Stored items

════════

PR #2613, opened 2025-09-15
feat(java): support codegen for xlang mode in java

chaokunyang:
## Why?
support codegen for xlang mode in java to speed uo xlang mode performance

## What does this PR do?

support codegen for xlang mode in java 

## Related issues

Closes https://github.com/apache/fory/issues/2286
Closes https://github.com/apache/fory/pull/2312

### DIFF
--- a/java/fory-core/src/main/java/org/apache/fory/type/DescriptorGrouper.java
+++ b/java/fory-core/src/main/java/org/apache/fory/type/DescriptorGrouper.java
@@ -178,7 +178,6 @@ public class DescriptorGrouper {
       } else if (TypeUtils.isMap(descriptor.getRawType())) {
         mapDescriptors.add(descriptorUpdater.apply(descriptor));
       } else if (isMonomorphic.test(descriptor.getRawType())) {
-        isMonomorphic.test(descriptor.getRawType());
         finalDescriptors.add(descriptorUpdater.apply(descriptor));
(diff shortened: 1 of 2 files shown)


java/fory-core/src/main/java/org/apache/fory/type/DescriptorGrouper.java
```diff
@@ -178,6 +178,7 @@ private DescriptorGrouper(
       } else if (TypeUtils.isMap(descriptor.getRawType())) {
         mapDescriptors.add(descriptorUpdater.apply(descriptor));
       } else if (isMonomorphic.test(descriptor.getRawType())) {
+        isMonomorphic.test(descriptor.getRawType());
```
hrgdavor: I am totally new here, this duplication just looks strange. If there is a reason for, it, A comment with explanation would be great :)

hrgdavor (commented):
just getting to know the code a bit. Saw something strange.

java/fory-core/src/main/java/org/apache/fory/type/DescriptorGrouper.java
chaokunyang: I just removed it, it's added by me for debugging, thanks for catching this

theweipeng (approved):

════════

*What is being asked*
Filter the data, keeping only the lines that contain "this".

*Expected output*
## What does this PR do?
hrgdavor: I am totally new here, this duplication just looks strange. If there is a reason for, it, A comment with explanation would be great :)
chaokunyang: I just removed it, it's added by me for debugging, thanks for catching this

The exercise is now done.